Enerji ve Tabii Kaynaklar Bakanı Alparslan Bayraktar, elektrikte başlayacak olan “az tüketenden az, çok tüketenden gerçek maliyet alınması” çalışmasının doğalgazda da devreye gireceğini söyledi.
Bakan Bayraktar, AKP TBMM Grup Toplantısı öncesinde gazetecilerin sorularını yanıtladı.

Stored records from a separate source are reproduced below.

PR #5463, opened 2020-05-20
Rename argument: doc_or_span/obj -> doclike

ines:
## Description

Mostly internals, but I don't think we want to have argument names like `doc_or_span`, because this just makes it messy. Maybe it's just personal preference but I do think it's more consistent with our overall code style.

### Types of change

code style

## Checklist

### DIFF
--- a/spacy/lang/es/syntax_iterators.py
+++ b/spacy/lang/es/syntax_iterators.py
@@ -5,8 +5,8 @@ from ...symbols import NOUN, PROPN, PRON, VERB, AUX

Elektrik ve doğal gaz fiyatlarında artış yapılıp yapılmayacağı sorusu üzerine Bayraktar, “Zamla alakalı herhangi bir şeyimiz yok. Ama Türkiye’de elektrik ve doğal gazda çok ciddi şekilde devletimizin desteği var. Bu desteklerimizin gerçekten ihtiyaç sahibi vatandaşlarımıza yansıması noktasında; desteğe ihtiyaç duymayan, tüketimi yüksek olan grupların, elektriğin ve doğal gazın gerçek maliyetlerini karşılamasıyla alakalı bir düşüncemiz var.” ifadesini kullandı.

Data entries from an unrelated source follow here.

PR #5465, opened 2020-05-20
Disallow creation of 0-length spans

adrianeboyd:
## Description

Disallow creation of 0-length spans

0-length spans don't seem to make a lot of sense and accessing some of their attributes (like `vector` and `sentiment`) raises division by zero errors due to the length. In addition, retokenizing 0-length spans also leads to ill-formed docs.

### Types of change

Bug fix.

## Checklist

### DIFF
--- a/spacy/errors.py
+++ b/spacy/errors.py
@@ -566,6 +566,7 @@ class Errors(object):
     E197 = ("Row out of bounds, unable to add row {row} for key {key}.")
     E198 = ("Unable to return {n} most similar vectors for the current vectors "
             "table, which contains {n_rows} vectors.")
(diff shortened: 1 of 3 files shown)


honnibal:
`list[0:0]` is valid though, and a `Doc` object can already be empty. I think we break the slice semantics too much if we don't allow 0-length spans.

adrianeboyd:
I'm not sure whether this is the right thing to do? It does kind of go against default slice behavior.

If there's some reason to keep something more like default slice behavior or to support 0-length spans, then the retokenizer needs to reject 0-length spans for merging.

adrianeboyd:
Jinx?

Türkiye’de hane halkı başına ortalama 200 kilovatsaatlik bir tüketimin olduğunu belirten Bayraktar, şunları söyledi:
“Enerji Piyasası Düzenleme Kurumunun yaptığı son düzenlemeyle iki katından daha fazla, yani ayda 417 kilovatsaat tüketimi olan vatandaşlar, konutlar, elektriğin gerçek maliyeti neyse onu inşallah şubat ayından sonra ödemeye başlayacaklar. Yapılan düzenleme esas itibarıyla budur. Dolayısıyla Türkiye ortalamasında tüketim yapıyorsan, 200 kilovatsaat tüketiyorsan ayda 414 lira fatura ödüyorsun. Ocakta da 414 lira ödemeye devam edeceksiniz. Ama normal tüketimin iki katından daha fazla, ayda bin 50 liralık fatura geliyorsa zaten 414 kilovatsaat tüketimi aşıyorsun demektir. Dolayısıyla desteklenecek grupta değilsin demektir.”

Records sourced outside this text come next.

Issue #4497, opened 2019-10-21
token.left_edge/right_edge gets out of sync when manually modifying doc heads


jessecoleman:
I'm doing some post processing on the output from the `parse` pipe. As part of this process, I generate multiple document roots by setting `doc[i].head = doc[i]`. I would expect this to recreate the dependency tree and recompute all the associated attributes. It works as expected when calling `.subtree`, `.ancestors`, `.lefts`, and `.rights`, but `.left_edge` and `.right_edge` use the old tree structure.

## How to reproduce the behaviour
```
import spacy
en = spacy.load('en_core_web_sm')
doc = en('apple pie')
assert doc[1].left_edge == doc[0]
doc[0].head = doc[0]
assert list(doc[1].subtree) == [doc[1]] # fine
assert list(doc[1].lefts) == [] # fine
assert list(doc[0].ancestors) == [] # fine
assert doc[1].left_edge == doc[1] # AssertionError
```

## Your Environment
* Operating System: Ubuntu 16.04
* Python Version Used: 3.6.8
* spaCy Version Used: 2.2.1

jessecoleman:
Maybe related? https://github.com/explosion/spaCy/issues/251

honnibal:
Interesting, this must be quite an old bug!

I would've expected `Token.head.__set__` to call into the `set_children_from_heads` function that's in `spacy.tokens.doc`. Instead it seems to have its own code in there.

I haven't looked in detail, but my hunch is that the code in the `Token.head.__set__` assumes the parse tree is projective, and so does the wrong thing.

adrianeboyd:
I'm not sure it's related to projectivity. I think it's not dealing with adding a new root / separate tree correctly. The sent starts are also not updated correctly.

I can hackily fix this particular problem by detecting whether this is setting a new root and using `set_children_from_heads()` instead for that case, but what I don't understand yet is why replacing most of the code here with `set_children_from_heads()` doesn't work for the very non-projective test case in the test suite.

adrianeboyd:
I did figure this out, I think, in #6046, which replaces this code with `set_children_from_heads`.

I hope this is fixed in v3.0, please open a new issue if you run into problems!

PR #5470, opened 2020-05-20
Bugfix in noun chunks

### LINKED ISSUE #5393: How to integrate util.filter_spans in nlp.pipe() ?  - ValueError: [E102] Can't merge non-disjoint spans.
Hi, I've added nlp.create_pipe("merge_noun_chunks") to my nlp pipeline as described here: https://spacy.io/api/pipeline-functions. 
When I run the nlp pipeline on large amounts of text, I sometimes get the following error. (for some corpuses I get the error, for others I dont - probably depending on random sentences). 

```
ValueError: [E102] Can't merge non-disjoint spans. 'online' is already part of tokens to merge. If you want to find the longest non-overlapping spans, you can use the util.filter_spans helper:
https://spacy.io/api/top-level#util.filter_spans
```

I saw in other issues (e.g. https://github.com/explosion/spaCy/issues/3687), that this can be solved with the util.filter_spans function, but I don't understand how to integrate this helper function in an nlp.pipe pipeline. 

Thanks for your advice :) 

```
nlp.add_pipe(nlp.create_pipe("merge_noun_chunks"))
        
docs = []
for doc, context in nlp.pipe(context_tpl_lst, as_tuples=True, n_process=1):
                doc._.Date = context["Date"]
                doc._.Category = context["Category"]
                doc._.ID = context["ID"] 
                docs.append(doc)
```

(Unfortunately I can't give you a specific string or context_tpl_lst object, because I don't know which sentence in my corpus is causing the error)

## Your Environment

* **spaCy version:** 2.2.3
* **Platform:** Darwin-19.4.0-x86_64-i386-64bit
* **Python version:** 3.7.6

### LINKED ISSUE #5458: Merge_noun_chunk trying to merge disjoint spans
` There appears to be a problem where overlapping noun_chunks are being created for a particular text. This seems to be a bug within in-built functionality. Reproduction of the problem as follows:

    nlp = spacy.load("en_core_web_md")
    nlp2 =  spacy.load("en_core_web_md"

    merge_nps = nlp.create_pipe("merge_noun_chunks")
    nlp.add_pipe(merge_nps)
      
    merge_ents = nlp.create_pipe("merge_entities")
    nlp.add_pipe(merge_ents)

    text taken from: 
    https://www.americanrhetoric.com/speeches/gwbushcubaindependence100th.htm
     
    doc = nlp(text)

    error message: ValueError: [E102] Can't merge non-disjoint spans. 'markets' is already part of 
    tokens to merge. If you want to find the longest non-overlapping spans, you can use the 
    util.filter_spans helper: https://spacy.io/api/top-level#util.filter_spans
    
    for chunk in nlp(text).noun_chunks:
        if str(chunk).find("markets") != -1:
            print(chunk.start, '|', chunk)

    Output: 
    1232 | markets      # <= the start of this chunk overlaps with the next
    1231 | where markets have brought prosperity`

I should be able to temporarily resolve the problem by creating a custom add-on using ` filterspans`, but thought you would want to know this.

## Your Environment
spaCy version: 2.2.4
Platform: Windows-10-10.0.18362-SP0
Python version: 3.7.6

svlandeg:
## Description 
There was a bug in the code that was supposed to prevent overlapping noun chunks. It was checking whether a token's subtree was not yet in a chunk, and if not, would create a new chunk from `[word.left_edge.i, word.i + 1]`.

But every once in a while, depending on the model and its predicted POS tags / deps, the tokens in the `subtree` actually would be entirely different from the tokens in that span, so the check would fail. 

Replaced the code with a more straightforward check on the actual tokens in the span that are being defined as a noun chunk.

Fixes #5458
Fixes #5393

### Types of change
bug fix

## Checklist


adrianeboyd:
I will add that couldn't reproduce this with `master` with the exact same models, but I haven't figured out what might have changed. I guess it would have to be the parse trees somehow given your test case?

honnibal:
Hmm there's some nested looping here that makes me nervous. I think this is another place where we might be introducing accidentally quadratic behaviour. On long documents it could get really slow, and I think it's unnecessary?

Noun chunks are contiguous, right? Like, they have to form a span. So we only need to test the boundaries of two chunks to ensure they don't overlap. We also know that we're iterating in order. So why can't we just check `chunk[0].i > prev[-1].i`?

honnibal:
Does this work? I'm assuming that `word.left_edge.i <= word.i` and that everything in `word.rights` is indeed to the right of the word. If these aren't true that we've definitely got other problems, right?

```python


def noun_chunks(obj):
    """
    Detect base noun phrases. Works on both Doc and Span.
    """
    # It follows the logic of the noun chunks finder of English language,
    # adjusted to some Greek language special characteristics.
    # obj tag corrects some DEP tagger mistakes.
    # Further improvement of the models will eliminate the need for this tag.
    labels = ["nsubj", "obj", "iobj", "appos", "ROOT", "obl"]
    doc = obj.doc  # Ensure works on both Doc and Span.

    if not doc.is_parsed:
        raise ValueError(Errors.E029)

    np_deps = [doc.vocab.strings.add(label) for label in labels]
    conj = doc.vocab.strings.add("conj")
    nmod = doc.vocab.strings.add("nmod")
    np_label = doc.vocab.strings.add("NP")
    prev_end = 0
    for i, word in enumerate(obj):
        if word.pos not in (NOUN, PROPN, PRON):
            continue
        # Prevent nested chunks from being produced
        if word.left_edge.i <= prev_end:
            continue
        if word.dep in np_deps:
            if word.pos == NOUN:
                for potential_nmod in word.rights:
                    if potential_nmod.dep == nmod:
                        yield word.left_edge.i, potential_nmod.i + 1, np_label
                        prev_end = potential_nmod.i + 1
                        break
                else:
                    yield word.left_edge.i, word.i + 1, np_label
                    prev_end = word.i + 1
        elif word.dep == conj:
            # covers the case: έχει όμορφα και έξυπνα παιδιά
            head = word.head
            while head.dep == conj and head.head.i < head.i:
                head = head.head
            # If the head is an NP, and we're coordinated to it, we're an NP
            if head.dep in np_deps:
                yield word.left_edge.i, word.i + 1, np_label
                prev_end = word.i + 1
```

adrianeboyd:
I wish I could figure out the `set_children_from_heads` problem from #4497. Something in there with lefts/rights/edges is probably related.

honnibal:
The whole parse representation stuff went to hell when it added support for non-projective parses :(. We can't not support non-projective, but it makes life way harder.

svlandeg:
> 
> 
> I will add that couldn't reproduce this with `master` with the exact same models, but I haven't figured out what might have changed. I guess it would have to be the parse trees somehow given your test case?

I could reproduce the issue from #5458 with `en_core_web_md` and the latest code from `master` - that's what the unit test replicates. But yea it's very much dependent on the exact pos & dep tags that are being predicted.

svlandeg:
> So we only need to test the boundaries of two chunks to ensure they don't overlap. We also know that we're iterating in order. So why can't we just check `chunk[0].i > prev[-1].i`?

You're right, that's much better. And your code snippet makes sense. I'll adjust accordingly!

Bakan Bayraktar, Türkiye’de 40 milyon mesken abonesi bulunduğunu aktararak, “Bunun sadece yüzde 3’ü, 1,2 milyon abone bundan etkilenebilir. Bunlar da yüksek tüketim grubu olan, evi büyük olan, evinde daha çok elektrikli eşya kullanan, belki elektrikli aracı olan kesim; bunlar da elektrik fiyatını daha maliyetine uygun şekilde ödeyecek. Düzenleme bunu içeriyor.” dedi.
Desteğin gerçekten ihtiyaç sahibi vatandaşlara verilmesi gerektiğine işaret eden Bayraktar, şöyle devam etti:
“Yüksek tüketimi olan kişilerin elektriği demek ki karşılayabilecek mali durumları var. Elbette ki burada istisnalar yapacağız. Camiler, cemevleri… Onlar zaten mesken grubunda. Onlar yine o istisnalarla devam edecek. Öyle özel hassasiyet gösterdiğimiz yerler var ama hakikaten bir desteğe, ilave devletin sübvansiyonuna ihtiyaç duymayan kesimlere de bunu vermenin anlamlı olmadığını düşünüyoruz.”